Drei Todesfälle aus den Jahren 2011 bis 2016 werden im Verfahren genau beleuchtet werden. Die Vorwürfe sind ähnlich, der schwerwiegendste hängt mit dem Tod eines 80-Jährigen im August 2014 zusammen. Für die Staatsanwaltschaft stellt sich der Fall so dar: Der Mann sei mit dem Gesicht schwer auf ein Möbelstück gestürzt, woraufhin es ihm in den folgenden Tagen immer schlechter gegangen sei. Er habe hohes Fieber bekommen, nur noch löffelweise essen und trinken können, sei dehydriert. Die Chefin und ihr Pflegedienstleiter hätten im Einvernehmen mit dem Arzt angeordnet, dass der Mann "keinesfalls" in ein Krankenhaus verlegt werden dürfe. Der Vertragsarzt habe eine Lungenentzündung diagnostiziert, aber nichts weiter unternommen.

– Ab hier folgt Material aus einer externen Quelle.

PR #2155, opened 2024-05-16
Split shard & vector configuration

javitonino:
### Description

### How was this PR tested?


nucliadb_node/src/shards/shard_writer.rs
```diff
@@ -153,7 +153,7 @@ impl ShardWriter {
     }
 
     #[measure(actor = "shard", metric = "new")]
-    pub fn new(metadata: Arc<ShardMetadata>) -> NodeResult<ShardWriter> {
+    pub fn new(metadata: Arc<ShardMetadata>, vector_config: VectorConfig) -> NodeResult<ShardWriter> {
```
jotare, line 156: Idea (feel free to ignore)
I've always thought it's a bit weird how we create a `ShardMetadata` in the cache and then use it to create a shard. I think it'd be cleaner to create a shard with a custom struct and then, either return a tuple `(ShardWriter, ShardMetadata)` or let the caller get the metadata from the writer. This struct will include this new vector config too.

nucliadb_node/src/shards/shard_writer.rs
```diff
@@ -321,18 +320,12 @@ impl ShardWriter {
         })
     }
 
-    pub fn create_vectors_index(&self, new: NewVectorsIndex) -> NodeResult<()> {
+    pub fn create_vectors_index(&self, shard_id: String, name: String, new: VectorConfig) -> NodeResult<()> {
```
jotare, line 323: `shard_id` is redundant, it should be obtained from `self` (or `self.metadata`)

nucliadb_node_binding/src/writer.rs
```diff
@@ -96,16 +96,23 @@ impl NodeWriter {
...
+        let vector_config = if let Some(req_config) = request.config {
+            VectorConfig::try_from(req_config).map_err(|err| IndexNodeException::new_err(err.to_string()))?
+        } else {
+            #[allow(deprecated)]
+            VectorConfig {
+                similarity: request.similarity().into(),
+                normalize_vectors: request.normalize_vectors,
+                ..Default::default()
+            }
+        };
```
jotare, line 114: You could encapsulate this in the TryFrom implementation if you don't want a repeat yourself (I've seen the same code a couple of times)

javitonino: It's mostly the same but the request is different in each case (NewShard, NewVectorSet, Replication), so I'd have to write a common trait for these and it all gets messy.

nucliadb_node/src/shards/shard_writer.rs
javitonino: Yeah, I saw this and I agree. It's also weird that we create the shard inside the WriterCache instead of creating it in the writer and just setting it in the case.

I think they are changes worth doing, but belong to a separate PR.

nucliadb_node/src/shards/shard_writer.rs
javitonino: True! changing! :pray:

jotare (approved):

PR #2165, opened 2024-05-20
Remove broker message from pubsub notifications

lferran:
### Description

This PR moves the logic of calculating field auditing data to the processor to avoid sending the whole message on pubsub notifications.
This was dangerous as broker messages can be up to a few hundred Mb of size.

### How was this PR tested?
Existing tests


nucliadb/nucliadb/ingest/orm/processor/__init__.py
```diff
@@ -515,6 +516,19 @@ async def maybe_update_resource_basic(
...
 
+    async def get_extended_audit_data(
+        self, message: writer_pb2.BrokerMessage
+    ) -> writer_pb2.Audit:
+        message_audit = writer_pb2.Audit()
+        message_audit.CopyFrom(message.audit)
+        message_audit.kbid = message.kbid
+        message_audit.uuid = message.uuid
+        message_audit.message_source = message.source
+        message_audit.field_metadata.extend([fi.field for fi in message.field_metadata])
```
jotare, line 527: Isn't the field metadata still too big to send in every audit?

jotare (approved):

nucliadb/nucliadb/ingest/orm/processor/__init__.py
lferran: We're only sending the field ids though

jotare:
[sc-8767]

PR #2177, opened 2024-05-21
Include necessary files in sdist

javitonino:
Include the necessary files to be able to build bindings from the source distribution of the package.


nucliadb_node/Cargo.toml
```diff
@@ -110,9 +110,6 @@ tonic-build = "0.11.0"
 ci-test = []
 release-feature-set = []
 
-[profile.release]
-lto = true
-
```
javitonino, line 115: This was being ignored, so I removed it.
I tried adding it back to `.cargo/config.toml` where it wouldn't be ignored, but it was VERY slow (I got bored after 3 minutes, without it takes 5 seconds or so), so removing it for now.

jotare (approved):

PR #2179, opened 2024-05-21
SimSimd with aligned vectors

javitonino:
### Description

### How was this PR tested?


nucliadb_utils/nucliadb_utils/settings.py
```diff
@@ -218,4 +218,4 @@ class NATSConsumerSettings(BaseSettings):
 
 
 def is_onprem_nucliadb() -> bool:
-    return nuclia_settings.nuclia_service_account is not None
```
lferran, line 221: careful with this change. I know using nuclia_service_account is not explicit, but...

Is onprem set to false by default? If so, Is it set to true on all forms of onprem deployments?
Otherwise -- if it's True by default -- is it set to false via values on all hosted deployments?

nucliadb/nucliadb/tests/integration/test_purge.py
```diff
@@ -205,9 +205,13 @@ async def test_purge_orphan_shard_detection(
     node = random.choice(available_nodes)
     orphan_shard = await node.new_shard(
         kbid="deleted-kb",
-        similarity=utils_pb2.VectorSimilarity.COSINE,
         release_channel=utils_pb2.ReleaseChannel.STABLE,
-        normalize_vectors=False,
+        config=nodewriter_pb2.VectorIndexConfig(
```
lferran, line 209: I know right now we don't have config other than the vector index config, but just in case: should we name the param `vector_index_config`?

nucliadb/nucliadb/common/cluster/rollover.py
```diff
@@ -105,12 +105,17 @@ async def create_rollover_shards(
...
+                        vector_dimension=kb_shards.model.vector_dimension,
+                        normalize_vectors=is_matryoshka,
+                    )
                     try:
                         shard_created = await node.new_shard(
                             kbid,
-                            similarity=kb_shards.similarity,
                             release_channel=kb_shards.release_channel,
-                            normalize_vectors=is_matryoshka,
+                            config=config,
```
lferran, line 118: WDYT about `vector_index_config` instead?

jotare (approved):

PR #2182, opened 2024-05-22
Resources orm datamanager cleanup

jotare:
### Description

### How was this PR tested?

### DIFF
--- a/nucliadb/nucliadb/writer/resource/slug.py
+++ b/nucliadb/nucliadb/writer/resource/slug.py
@@ -18,11 +18,9 @@
 # along with this program. If not, see <http://www.gnu.org/licenses/>.
 #
 
-from nucliadb.common.maindb.utils import get_driver
-from nucliadb.ingest.orm.knowledgebox import KnowledgeBox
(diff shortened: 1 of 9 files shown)


nucliadb/nucliadb/writer/resource/slug.py
```diff
@@ -18,11 +18,9 @@
...
-from nucliadb.common.maindb.utils import get_driver
-from nucliadb.ingest.orm.knowledgebox import KnowledgeBox
+from nucliadb.common import datamanagers
 
 
 async def resource_slug_exists(kbid: str, slug: str) -> bool:
-    driver = get_driver()
-    async with driver.transaction() as txn:
-        return await KnowledgeBox.resource_slug_exists(txn, kbid, slug)
+    async with datamanagers.with_transaction(read_only=True) as txn:
```
javitonino, line 25: A bit of further cleanup:
This is a function that just calls another function and it's used in a single place... Maybe we could remove this function altogether? Then, we can also delete this file, which just contains this

javitonino (approved):
Just a suggestion

PR #2198, opened 2024-05-28
Improve storage interface

lferran:
### Description
Main change is improving typing of `exists` and `iterate_objects` methods, which were returning arbitrary dictionaries

### How was this PR tested?


jotare (approved):
Looks nicer!
What do you think about renaming the `StorageField` to `StorageObject`. If we start to talk about objects in the methods (like the `iterate_objects`), I feel it's a more appropiate name and won't overlap with the resource field concept we have in nucliadb

PR #2202, opened 2024-05-29
Add ingest gRPC methods to create and delete vectorsets

jotare:
### Description

### How was this PR tested?


nucliadb/nucliadb/ingest/service/writer.py
```diff
@@ -687,6 +692,59 @@ async def generate_buffer(
...
+                normalize_vectors=request.normalize_vectors,
+                vector_type=request.vector_type,
+                vector_dimension=request.vector_dimension,
+            ),
+            matryoshka_dimensions=request.matryoshka_dimensions,
+        )
+        response = NewVectorSetResponse()
+        try:
+            async with self.driver.transaction() as txn:
+                kbobj = KnowledgeBoxORM(txn, self.storage, request.kbid)
```
lferran, line 711: wdyt about not using the old orm pattern and simply use datamanagers here?

jotare: I don't know... I feel datamanagers should be only a layer on top of maindb, not a new ORM. But I also feel we miss the data layer that manages any storage (maindb and object storage). 

So I prefer keep it here and when we have this layer ready, move it. Wdyt?

lferran: Alternatives:
- Why not having the logic here, in the writer? (maybe as a private method)
- And if we ever see the need to reuse the above logic in other parts of the code: why not adding a top level `vectorsets` module inside `nucliadb` that will have this logic?

lferran: I am fine with keeping it in the orm layer aswell, no strong opinion

lferran (approved):

PR #2208, opened 2024-05-31
Replicate TiKV transactions to a journal on psql

javitonino:
### Description

### How was this PR tested?


nucliadb/nucliadb/common/maindb/tikv.py
```diff
@@ -262,21 +264,33 @@ async def count(self, match: str) -> int:
...
         await self.data_layer.abort()
+        if self.replication_tx:
+            await self.replication_tx.abort()
         self.open = False
 
     async def commit(self):
         assert self.open
         await self.data_layer.commit()
+        if self.replication_tx:
+            await self.replication_tx.create_replication_commit(self.replication_ops)
```
lferran, line 292: I would check if self.replication_ops has some element, just in case?

nucliadb/nucliadb/common/maindb/tikv.py
```diff
@@ -262,21 +264,33 @@ async def count(self, match: str) -> int:
...
         self.open = True
+        self.replication_tx = replication_tx
+        self.replication_ops: List[int] = []
 
     async def abort(self):
         if not self.open:
             return
         await self.data_layer.abort()
+        if self.replication_tx:
+            await self.replication_tx.abort()
```
lferran, line 285: maybe replication_ops should be cleared here. to be safer

nucliadb/nucliadb/common/maindb/tikv.py
javitonino: Adding an empty array is safe, but a waste. I'll add the check.

lferran (approved):

PR #2371, opened 2024-08-02
Pinecone improvements

lferran:
### Description
- Refactor index creation/deletion logic into manager
- Change how index names are generated: random ids now!
- Add integration test for ingestion
- Handle vectorsets logic better
- Add safe-guard for indexing on the event of external provider down
- Show external index provider type on GET kb
- Implement counts for external index kbs 

### How was this PR tested?
Integration and unit tests


Ciniesta (approved):
Looks good to me! 
(hopefully I've not missed anything :)  )

PR #2392, opened 2024-08-09
fix gcs tus writer

drf7:
### Description

### How was this PR tested?

### DIFF
--- a/nucliadb/src/nucliadb/writer/tus/gcs.py
+++ b/nucliadb/src/nucliadb/writer/tus/gcs.py
@@ -126,9 +126,10 @@ class GCloudBlobStore(BlobStore):
 
         if self.json_credentials is not None and self.json_credentials.strip() != "":
             self.json_credentials_file = os.path.join(tempfile.mkdtemp(), "gcs_credentials.json")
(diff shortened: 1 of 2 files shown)


nucliadb/src/nucliadb/writer/tus/gcs.py
```diff
@@ -123,8 +125,12 @@ async def initialize(
         self._credentials = None
 
         if self.json_credentials is not None and self.json_credentials.strip() != "":
-            self._credentials = service_account.Credentials.from_service_account_info(
-                base64.b64decode(self.json_credentials).decode("utf-8"), scopes=SCOPES
+            self.json_credentials_file = os.path.join(tempfile.mkdtemp(), "gcs_credentials.json")
```
lferran, line 128: what about using context managers, to not leave anything open/created

nucliadb/src/nucliadb/writer/tus/gcs.py
```diff
@@ -123,8 +125,13 @@ async def initialize(
...
```
lferran, line 128: tmpfile can also be used in context manager mode I think

PR #2402, opened 2024-08-19
Validate content type

lferran:
### Description
- Validate content types on uploads
- Do not update resource's basic icon with content types that are not valid

### How was this PR tested?
Unit and integration tests


nucliadb/tests/standalone/integration/test_upload_download.py
```diff
@@ -220,3 +222,209 @@ async def test_tus_upload_handles_unknown_upload_ids(
...
+    )
+    assert resp.status_code == 415
+    error_detail = resp.json().get("detail")
+    assert error_detail == "Unsupported content type: invalid-content-type"
+
+
+@pytest.mark.parametrize(
+    "content_type",
+    [
+        "application/epub+zip",
```
lferran, line 277: this list has been obtained from prod

PR #2410, opened 2024-08-22
Neighbouring Paragraphs RAG Strategy

lferran:
### Description
Add a new rag strategy for the `/ask` endpoint:

```json
{
  "name": "neighbouring_paragraphs",
  "before": 3,
  "after": 0,
}
```
That allows to include sorrounding paragraphs to the ones matched on the retrieval step in the context sent to the LLM

Additionally, the PR:

- Refactors a bit the resource and extracted text cache implementation so that we only retrieve the resource and the texts once per request! (using context vars)
- Improves a bit the ids parsing logic

### How was this PR tested?
Unit and integration tests

### DIFF
--- a/nucliadb/src/nucliadb/search/api/v1/find.py
+++ b/nucliadb/src/nucliadb/search/api/v1/find.py
@@ -30,6 +30,7 @@ from nucliadb.models.responses import HTTPClientError
 from nucliadb.search import predict
 from nucliadb.search.api.v1.router import KB_PREFIX, api
 from nucliadb.search.api.v1.utils import fastapi_query
+from nucliadb.search.search import cache
 from nucliadb.search.search.exceptions import InvalidQueryError
 from nucliadb.search.search.find import find
 from nucliadb.search.search.utils import min_score_from_query_params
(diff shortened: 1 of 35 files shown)


nucliadb/src/nucliadb/search/api/v1/find.py
```diff
@@ -192,9 +193,12 @@ async def _find_endpoint(
 ) -> Union[KnowledgeboxFindResults, HTTPClientError]:
     try:
         maybe_log_request_payload(kbid, "/find", item)
-        results, incomplete, _ = await find(kbid, item, x_ndb_client, x_nucliadb_user, x_forwarded_for)
-        response.status_code = 206 if incomplete else 200
-        return results
+        with cache.request_caches():
```
jotare, line 196: Is it really necessary to be explicit about caches on each search endpoint? It feels is repeating code and we always want to use caches.

jotare (approved):

nucliadb/src/nucliadb/search/api/v1/find.py
lferran: will change it to a middleware!

PR #2415, opened 2024-08-27
Consider vectorsets for rollover shards

jotare:
### Description
Avoid rollover-vectorset combo breaking everything :)

### How was this PR tested?


sunbit (approved):

lferran (commented):
Can you add an integration test for this?
it's pretty important to make sure we don't have any regressions

PR #2416, opened 2024-08-28
Refactor shards to be vectorset compatible

jotare:
### Description
- Remove fields related with vector index from `/kb/{kbid}/shards` endpoint. As it isn't exposed and used only internally, we don't need to maintain Bw/c
- Move KB shards model to `internal`, as it's for an internal endpoint, we don't need to expose it. Same Bw/c reasoning as above

### How was this PR tested?
Existing tests

### DIFF
--- a/nucliadb_models/src/nucliadb_models/search.py
+++ b/nucliadb_models/src/nucliadb_models/search.py
@@ -31,7 +31,6 @@ from nucliadb_models.metadata import RelationType, ResourceProcessingStatus
 from nucliadb_models.resource import ExtractedDataTypeName, Resource
 from nucliadb_models.security import RequestSecurity
 from nucliadb_models.utils import DateTime
-from nucliadb_models.vectors import SemanticModelMetadata, VectorSimilarity
 from nucliadb_protos.audit_pb2 import ClientType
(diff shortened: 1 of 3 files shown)


nucliadb_models/src/nucliadb_models/search.py
```diff
@@ -31,17 +30,15 @@
 from nucliadb_models.resource import ExtractedDataTypeName, Resource
 from nucliadb_models.security import RequestSecurity
 from nucliadb_models.utils import DateTime
-from nucliadb_models.vectors import SemanticModelMetadata, VectorSimilarity
 from nucliadb_protos.audit_pb2 import ClientType
 from nucliadb_protos.nodereader_pb2 import DocumentScored, OrderBy
 from nucliadb_protos.nodereader_pb2 import ParagraphResult as PBParagraphResult
 from nucliadb_protos.utils_pb2 import RelationNode
-from nucliadb_protos.writer_pb2 import ShardObject as PBShardObject
-from nucliadb_protos.writer_pb2 import Shards as PBShards
```
lferran, line 40: can you include the import to internal just to make sure we're bw/compat?

jotare: Sure, added!

lferran (approved):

Fünf Tage nach dem Sturz sei der Patient an den Folgen der Lungenentzündung gestorben. Der Arzt habe anschließend im Totenschein "natürlicher Tod" und die Kurzbezeichnung für eine akute Herz-Kreislauf-Erkrankung eingetragen - er muss sich deshalb auch wegen des Verdachts der Urkundenfälschung verantworten. Aus Sicht der Ankläger wäre der Tod "mit an Sicherheit grenzender Wahrscheinlichkeit" zu vermeiden gewesen, wenn der Patient nach dem Sturz in ein Krankenhaus gebracht worden wäre. Nach Überzeugung der Staatsanwaltschaft haben die drei Angeklagten "aus Gleichgültigkeit" gegenüber dem Schicksal des Schutzbefohlenen gehandelt.

Mehrere Pflegekräfte hätten vergeblich gegen dieses Verhalten protestiert. Doch die Heimleiterin und der Pflegedienstleiter hätten ihren Mitarbeitern ausdrücklich verboten, selbst einen Arzt zu verständigen, wenn ein Heimbewohner erkrankt.

Der Prozess ist wegen der komplexen Vorwürfe und der vielen Verfahrensbeteiligten schwierig zu planen - die Staatsanwaltschaft hat allein 43 Zeugen benannt. Derzeit sind 27 weitere Verhandlungstage vorgesehen. Ein Urteil wird wohl erst Anfang 2020 fallen.